Work to complete. Give back nothing but the number of lines in these entries that contain the word "expectedMobile".

Working data.
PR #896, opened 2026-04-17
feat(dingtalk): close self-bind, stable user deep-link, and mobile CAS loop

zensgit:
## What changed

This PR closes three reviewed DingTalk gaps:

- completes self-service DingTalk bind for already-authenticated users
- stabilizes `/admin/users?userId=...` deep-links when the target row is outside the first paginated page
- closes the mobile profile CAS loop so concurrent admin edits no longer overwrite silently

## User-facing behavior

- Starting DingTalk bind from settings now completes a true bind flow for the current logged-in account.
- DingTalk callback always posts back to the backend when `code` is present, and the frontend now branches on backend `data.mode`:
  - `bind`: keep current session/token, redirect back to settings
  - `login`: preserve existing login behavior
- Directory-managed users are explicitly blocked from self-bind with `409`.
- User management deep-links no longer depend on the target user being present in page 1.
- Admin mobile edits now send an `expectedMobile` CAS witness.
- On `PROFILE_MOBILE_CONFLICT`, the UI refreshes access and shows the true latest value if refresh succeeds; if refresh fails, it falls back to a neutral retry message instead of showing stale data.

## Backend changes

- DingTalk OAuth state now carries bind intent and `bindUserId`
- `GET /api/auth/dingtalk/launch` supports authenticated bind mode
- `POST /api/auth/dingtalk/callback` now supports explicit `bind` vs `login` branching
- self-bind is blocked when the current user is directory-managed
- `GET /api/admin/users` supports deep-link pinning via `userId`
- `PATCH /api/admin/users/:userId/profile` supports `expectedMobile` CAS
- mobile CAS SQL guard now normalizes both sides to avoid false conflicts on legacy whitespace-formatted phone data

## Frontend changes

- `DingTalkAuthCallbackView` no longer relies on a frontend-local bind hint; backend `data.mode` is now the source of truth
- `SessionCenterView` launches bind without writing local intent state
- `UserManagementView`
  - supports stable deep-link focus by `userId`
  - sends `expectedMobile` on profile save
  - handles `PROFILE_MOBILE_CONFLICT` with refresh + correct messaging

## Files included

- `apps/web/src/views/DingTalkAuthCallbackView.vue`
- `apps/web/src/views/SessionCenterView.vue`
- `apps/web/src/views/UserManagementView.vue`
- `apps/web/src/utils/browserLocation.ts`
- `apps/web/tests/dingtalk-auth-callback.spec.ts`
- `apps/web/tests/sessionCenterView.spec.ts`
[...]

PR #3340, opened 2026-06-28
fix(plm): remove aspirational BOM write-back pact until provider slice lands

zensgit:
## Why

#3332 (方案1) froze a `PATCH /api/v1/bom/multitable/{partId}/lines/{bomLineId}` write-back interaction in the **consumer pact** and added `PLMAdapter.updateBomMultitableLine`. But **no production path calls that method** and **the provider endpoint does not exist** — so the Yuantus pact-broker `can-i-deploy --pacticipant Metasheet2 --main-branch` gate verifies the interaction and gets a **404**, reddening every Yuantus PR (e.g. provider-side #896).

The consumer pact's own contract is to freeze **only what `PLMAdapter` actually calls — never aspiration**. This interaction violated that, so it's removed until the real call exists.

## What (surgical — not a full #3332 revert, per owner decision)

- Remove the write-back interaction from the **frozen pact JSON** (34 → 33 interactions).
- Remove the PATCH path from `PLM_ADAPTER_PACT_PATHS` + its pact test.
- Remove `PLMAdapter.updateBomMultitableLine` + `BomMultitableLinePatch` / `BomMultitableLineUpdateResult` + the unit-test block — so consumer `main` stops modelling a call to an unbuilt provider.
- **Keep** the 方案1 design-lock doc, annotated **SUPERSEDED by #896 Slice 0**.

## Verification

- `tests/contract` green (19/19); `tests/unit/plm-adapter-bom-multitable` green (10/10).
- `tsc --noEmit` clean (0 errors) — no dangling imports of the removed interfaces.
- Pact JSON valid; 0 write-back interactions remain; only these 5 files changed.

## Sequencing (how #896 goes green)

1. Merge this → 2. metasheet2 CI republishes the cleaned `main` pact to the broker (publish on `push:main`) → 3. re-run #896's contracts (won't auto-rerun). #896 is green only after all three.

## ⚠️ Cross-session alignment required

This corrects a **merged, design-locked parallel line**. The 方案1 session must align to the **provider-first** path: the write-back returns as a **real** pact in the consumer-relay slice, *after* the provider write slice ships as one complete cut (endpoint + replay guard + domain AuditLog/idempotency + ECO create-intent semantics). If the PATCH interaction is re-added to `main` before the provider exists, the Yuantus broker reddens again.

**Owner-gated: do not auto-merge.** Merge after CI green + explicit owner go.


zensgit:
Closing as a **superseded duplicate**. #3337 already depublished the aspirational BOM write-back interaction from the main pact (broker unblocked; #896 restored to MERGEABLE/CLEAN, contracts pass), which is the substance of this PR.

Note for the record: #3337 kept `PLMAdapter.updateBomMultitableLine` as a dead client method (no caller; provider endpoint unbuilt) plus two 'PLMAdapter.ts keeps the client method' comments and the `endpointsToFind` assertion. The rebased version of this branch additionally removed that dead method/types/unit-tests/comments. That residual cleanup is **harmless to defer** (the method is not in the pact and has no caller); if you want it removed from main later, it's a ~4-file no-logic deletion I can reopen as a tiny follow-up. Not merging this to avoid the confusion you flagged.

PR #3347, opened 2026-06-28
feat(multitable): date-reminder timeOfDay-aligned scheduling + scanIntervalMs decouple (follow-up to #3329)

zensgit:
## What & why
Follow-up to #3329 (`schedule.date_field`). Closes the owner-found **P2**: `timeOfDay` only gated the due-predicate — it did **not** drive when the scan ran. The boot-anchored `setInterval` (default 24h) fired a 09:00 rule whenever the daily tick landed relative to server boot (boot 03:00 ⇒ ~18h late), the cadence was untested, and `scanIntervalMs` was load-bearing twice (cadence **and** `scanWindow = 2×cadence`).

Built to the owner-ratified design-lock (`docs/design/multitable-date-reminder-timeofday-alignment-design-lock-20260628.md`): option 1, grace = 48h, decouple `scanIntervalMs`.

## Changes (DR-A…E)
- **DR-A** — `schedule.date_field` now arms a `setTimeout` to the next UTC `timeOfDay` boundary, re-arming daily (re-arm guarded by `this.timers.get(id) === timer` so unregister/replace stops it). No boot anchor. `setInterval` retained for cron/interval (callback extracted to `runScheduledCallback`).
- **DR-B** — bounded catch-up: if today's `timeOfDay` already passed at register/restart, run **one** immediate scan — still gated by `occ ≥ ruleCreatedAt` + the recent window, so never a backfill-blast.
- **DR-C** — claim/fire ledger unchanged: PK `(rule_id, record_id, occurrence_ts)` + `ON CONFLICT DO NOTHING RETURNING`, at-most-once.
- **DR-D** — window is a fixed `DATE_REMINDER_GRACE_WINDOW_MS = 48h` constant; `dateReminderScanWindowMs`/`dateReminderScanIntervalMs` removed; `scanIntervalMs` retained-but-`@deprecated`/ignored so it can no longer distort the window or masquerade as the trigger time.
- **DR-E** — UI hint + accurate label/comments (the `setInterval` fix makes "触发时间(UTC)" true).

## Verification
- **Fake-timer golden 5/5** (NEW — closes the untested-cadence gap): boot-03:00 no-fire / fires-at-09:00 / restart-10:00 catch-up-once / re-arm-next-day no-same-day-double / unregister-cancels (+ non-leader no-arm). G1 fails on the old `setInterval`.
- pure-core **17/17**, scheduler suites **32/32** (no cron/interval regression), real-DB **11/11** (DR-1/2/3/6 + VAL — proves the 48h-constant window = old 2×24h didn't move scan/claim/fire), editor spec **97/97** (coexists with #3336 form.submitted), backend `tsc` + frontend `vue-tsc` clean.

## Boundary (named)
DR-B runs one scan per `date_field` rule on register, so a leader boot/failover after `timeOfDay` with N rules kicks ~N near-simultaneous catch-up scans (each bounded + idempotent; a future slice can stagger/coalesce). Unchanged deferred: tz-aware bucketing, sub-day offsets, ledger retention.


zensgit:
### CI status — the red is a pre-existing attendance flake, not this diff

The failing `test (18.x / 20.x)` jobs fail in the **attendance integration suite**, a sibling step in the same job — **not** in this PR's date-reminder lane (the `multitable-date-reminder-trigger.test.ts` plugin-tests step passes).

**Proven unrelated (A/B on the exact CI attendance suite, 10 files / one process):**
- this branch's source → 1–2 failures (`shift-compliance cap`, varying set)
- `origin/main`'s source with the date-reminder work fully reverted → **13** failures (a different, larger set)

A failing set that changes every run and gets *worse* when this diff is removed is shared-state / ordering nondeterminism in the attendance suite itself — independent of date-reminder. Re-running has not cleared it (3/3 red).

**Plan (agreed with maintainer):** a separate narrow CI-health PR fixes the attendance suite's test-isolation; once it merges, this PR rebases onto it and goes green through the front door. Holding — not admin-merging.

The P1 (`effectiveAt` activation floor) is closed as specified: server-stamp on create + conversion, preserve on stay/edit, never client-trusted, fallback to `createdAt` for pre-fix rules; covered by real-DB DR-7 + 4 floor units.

Solution to the exercise. 3